First time getting started with Fenics (and using a finite element analysis package in general), could I have some advice or help on a problem I'm working on?

Of those you mentioned, I actually have tried GMSH and used its GUI to make a 2D grid, the issue was that when I exported the mesh file as a .mesh file, something weird would happen to the original mesh’s edges that I don’t know how to explain. I’ll try to give the others a try.

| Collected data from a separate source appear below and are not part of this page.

PR #192, opened 2022-01-17
Spark 287037 dot compact mode

shnaaz:
https://jira-eng-gpk2.cisco.com/jira/browse/SPARK-287037

image

### DIFF
--- a/src/components/SpaceListItem/SpaceListItem.tsx
+++ b/src/components/SpaceListItem/SpaceListItem.tsx
@@ -8,6 +8,7 @@ import ListItemBase from '../ListItemBase';
 import ListItemBaseSection from '../ListItemBaseSection';
 import Text from '../Text';
 import Icon from '../Icon';
+import DividerDot from '../DividerDot';
 
 //TODO: support 2-line labels for right/position-end section.
 /**
@@ -46,8 +47,7 @@ const SpaceListItem: FC<Props> = forwardRef(
             <Text type="body-primary" data-test="list-item-first-line">
               {firstLine}
             </Text>
-            {/* //TODO: change with dot divider when available */}
-            {isCompact && <span className={STYLE.dotDivider}> - </span>}
+            {isCompact && <DividerDot data-test="compact-mode-divider-dot" />}
             <Text
               style={{ color: `var(--theme-text-team-${teamColor}-normal)` }}
               type="body-secondary"
--- a/src/components/SpaceListItem/SpaceListItem.unit.test.tsx
+++ b/src/components/SpaceListItem/SpaceListItem.unit.test.tsx
@@ -7,7 +7,6 @@ import Avatar from '../Avatar';
 import Icon from '../Icon';
 import { mountAndWait } from '../../../test/utils';
 import ListItemBase from '../ListItemBase';
-import DividerDot from '../DividerDot';
 import * as ListContext from '../List/List.utils';
 import { STYLE } from './SpaceListItem.constants';
 
--- a/src/components/SpaceListItem/SpaceListItem.unit.test.tsx
+++ b/src/components/SpaceListItem/SpaceListItem.unit.test.tsx
@@ -7,7 +7,7 @@ import Avatar from '../Avatar';
 import Icon from '../Icon';
 import { mountAndWait } from '../../../test/utils';
 import ListItemBase from '../ListItemBase';
-
+import DividerDot from '../DividerDot';
 import * as ListContext from '../List/List.utils';
 import { STYLE } from './SpaceListItem.constants';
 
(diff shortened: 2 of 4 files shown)


src/components/SpaceListItem/SpaceListItem.unit.test.tsx
```diff
@@ -255,6 +254,18 @@ describe('<SpaceListItem />', () => {
       expect(element.textContent).toBe('one - two');
     });
 
+    it('should have provided dot in compact mode', async () => {
+      expect.assertions(1);
```
marcin-bazyl, line 258: as far as I understand this, this line is not needed, because we're using async/await, right?

cscheffauer:
I would recommend adding a story for it to showcase it and test it.

src/components/SpaceListItem/SpaceListItem.tsx
```diff
@@ -46,8 +47,7 @@ const SpaceListItem: FC<Props> = forwardRef(
             <Text type="body-primary" data-test="list-item-first-line">
               {firstLine}
             </Text>
-            {/* //TODO: change with dot divider when available */}
-            {isCompact && <span className={STYLE.dotDivider}> - </span>}
+            {isCompact && <DividerDot data-test="compact-mode-divider-dot" />}
```
cscheffauer, line 50: the divider should be between the first and second line?
I thought the divider should replace the `_secondLineArray.join ...` in line 57 (that's what the comment there is saying)

cscheffauer:
I would recommend refactoring the SpaceListItem component as well. For example the renderText function can be simplified in one JSX tag. Maybe it could be abstracted as a sub component (in the same folder). let me know if u have questions about it.

src/components/SpaceListItem/SpaceListItem.unit.test.tsx
cscheffauer: this line is a convention @InteractiveTimmy introduced. It helps to assert if the amount of expected assertions inside of a test is there. It is also helps identifying how many assertions are done in a test. We could discuss this in a conventions meeting if we wanna continue this or not :)

src/components/SpaceListItem/SpaceListItem.unit.test.tsx
```diff
@@ -255,6 +254,18 @@ describe('<SpaceListItem />', () => {
...
+
+      const secondLine = 'testteam';
+
+      const container = await mountAndWait(
+        <SpaceListItem firstLine="firstLine" secondLine={secondLine} isCompact={true} />
+      );
+
+      expect(container.find("[data-test='compact-mode-divider-dot']").exists()).toBe(true);
```
cscheffauer, line 266: would there be a way in Enzyme to test if the divider is placed between the `firstLine` and `secondLine`? that would be a more meaningful test imho. since that is what the code does at the moment.

src/components/SpaceListItem/SpaceListItem.tsx
shnaaz: That is to divide multiple text in second line which is not consumed by Cantina atm. Will create separate story in momentum to cover that.

shnaaz:
> I would recommend adding a story for it to showcase it and test it.

There is already a story, this screenshot is from that.

shnaaz:
> I would recommend refactoring the SpaceListItem component as well. For example the renderText function can be simplified in one JSX tag. Maybe it could be abstracted as a sub component (in the same folder). let me know if u have questions about it.

Refactoring could be part of a separate story. Feel free to create one.

src/components/SpaceListItem/SpaceListItem.unit.test.tsx
```diff
@@ -255,6 +255,32 @@ describe('<SpaceListItem />', () => {
...
+      const container = await mountAndWait(
+        <SpaceListItem firstLine="firstLine" secondLine={secondLine} isCompact={true} />
+      );
+
+      expect(
+        container.find(DividerDot).filter("[data-test='compact-mode-divider-dot']").props()
+      ).toEqual({ 'data-test': 'compact-mode-divider-dot' });
+    });
+
+    it('checks divider dot position', async () => {
```
torgeadelin, line 272: this test should be part of the `describe('snapshot')` suite.

src/components/SpaceListItem/SpaceListItem.unit.test.tsx
```diff
@@ -255,6 +255,32 @@ describe('<SpaceListItem />', () => {
       expect(element.textContent).toBe('one - two');
     });
 
+    it('should have provided dot in compact mode', async () => {
+      expect.hasAssertions();
```
torgeadelin, line 259: Please use `expect.assertions(1)` for consistency

PR #193, opened 2022-01-18
Feat/components/new overlay

InteractiveTimmy:
# Description

The scope of the changes in this pull request are to migrate the `<Overlay />` component to be a focus-based overlay/fade as originally intended. This is inclusive of removing the redundant `<OverlayTrigger />` in favor of the new `<Popover />` component.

And to your comment on my use case, this was just a test grid to see how custom points were handled in mesh creation in fenics. What I created was meant to look similar to the r-theta plane of a subregion of the full grid that I’m using for my original problem. The original file I’m using contains meteorological data, and in meteorology, data is gridded in spherical coordinates (the Earth), except with pressure being the vertical coordinate instead of r, however r-coordinate data is also provided for each data if it’s needed. If you go back and take another look at the second plot I posted, each one of those dashed lines is analogous to a layer of constant pressure from the ground to the tropopause, and you can see that the heights of each layer varies vertically in a sort of wavy fashion which is pretty close to how it typically looks in real life.

The actual problem that I intended to work on once I figured out grid creation, was to use a subregion of one of the pressure layers on the phi-theta plane (which would look something like the following below)

to solve Poisson’s Equation on. Is Fenics able to solve PDEs on a mesh like this?